02 Ekim 2010, 08:50
|
#1 |
Çevrimdışı
Kullanıcıların profil bilgileri misafirlere kapatılmıştır.
| İstanbul'dan
İşte Kurşun kubbeler şehri İstanbul'dasın.
Havada kaçan bulutları hışırtısı.
Karaköy çarşısından geçen tramvayların camlarına yağmur yağıyor
Yenicami, Süleymaniye arkalarını kirli bir göğe vermişler.
Hiç kımıldamıyorlar.
Ayasofya elleriyle yüzünü kapamış bütün iştahıyla ağlıyor....
İnsanlar sokak sokak, çarşı çarşı, ev ev.
İnsanlar sırt sırta omuz omuza verip durmuşlar.
Boyunları bükük
Yorgun,asabi,kederli,kindar.
Yığın yığın olmuşlar hepsi köprünün açılmasını bekliyor.
Bir anda şehrin dört bucağına akacaklar.
Bir anda iki ayrı kıtada ki insanlar gibi.
Fatih'liyle Beşiktaş'lı sarmaş dolaş olacak.

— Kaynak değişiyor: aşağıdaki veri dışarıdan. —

PR #268, opened 2025-04-17
MNT: switch off of deprecated os build and straight to latest

ZLLentz:
This version of the ubuntu runner image is being removed. We've chosen to go straight to `latest` everywhere to hopefully not need to manually switch it again.

PR #269, opened 2025-04-18
ENH: ioc deploy rebuild

ZLLentz:
## Description

Add a `rebuild` command to `ioc-deploy`.
This will:
- strip any existing write permissions
- make
- apply write permissions

Which will be useful when trying to build a bunch of common IOCs on both rhel7 and rocky9.

I'm considering also adding a hosts argument to ioc-deploy to deploy to multiple architectures all at once, but I've deferred this because:
- The complexity of this "just one simple deploy script" is getting pretty high
- I didn't want to deal with auth error handling at EOD

Possibly the next update for `ioc-deploy` will bring it into an externally tracked module and then I can add complexity without causing issues in engineering_tools.

## Motivation and Context

https://jira.slac.stanford.edu/browse/ECS-7695

>ioc-deploy works great but has some annoying behavior when you want to build on multiple architectures.
>
> You have to:
>
> - pick rhel7 or rocky9 to start and then run ioc-deploy
> - run the command to un-write-protect the release
> - pick the other os, cd to the deployment and make
> - run the command to re-write-protect the release
>
> I'd prefer to streamline this a bit to either:
>
> - a re-deploy sort of command that handles steps 2-4 all on its own
> - some smarts or options in the initial command to build on both rhel7 and rocky9

## How Has This Been Tested?

Interactively by deploying and redeploying `ioc-common-pdu_snmp` to `~zlentz/temp/ioc` (this is the only tagged IOC with rocky9 compatibility right now).

I'll update the readme.

### DIFF
--- a/scripts/ioc_deploy.py
+++ b/scripts/ioc_deploy.py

Sarı, uzun yüzlü cesur işciler.
Dört köşe halinde veya dağınık bir şekilde durmuşlar.
Hiç konuşmuyorlar.
Benim onları birer birer çalıştıkları yerlere götürüp bıraktığım olmuştur.
Hepsi dar kapanık yerlerde, sıkıntılı işlerde çalışır.
Hepsi deli gibi severler yaşamayı.
Bu en önde giden grup
Tophane'de Dikimevi'nde çalışır
Sekiz kızdır ancak üçü evlenmiştir.
Bu saçları darmadağın asıt suratlı delikanlılar.
Kömür işçisidir.
Bu üç kız, Beyoğlu'nda bir mağazada tezgahtar.
Bunlar yol amelesidir.
Bunlar vapur işcisi.
Öbürleri duvarcı, hamal, ırgat, kayıkcı.
Hepsi bu gök altında, sarmaş dolaş olmuş yürüyorlar.
Dünya'da işlerine giden insanları görmek kadar güzel bir şey yoktur.
( Biliyorum artık akşama kadar onları hiç görmeyeceğim. )
Durduğun yerden, İstanbul köprüsü, tramvayları mavnalarıyla sanki yürüyor.
Bu sislerin ve bulutların arasından en son harekete geçen Kızkulesi'dir.
Kayıkların direkleri insanların üzerinde.
Büyük bir bulut gelip durmuştur.
İşte karın karına vermiş motorlarda ki balıkların üstlerine yağmur yağıyor.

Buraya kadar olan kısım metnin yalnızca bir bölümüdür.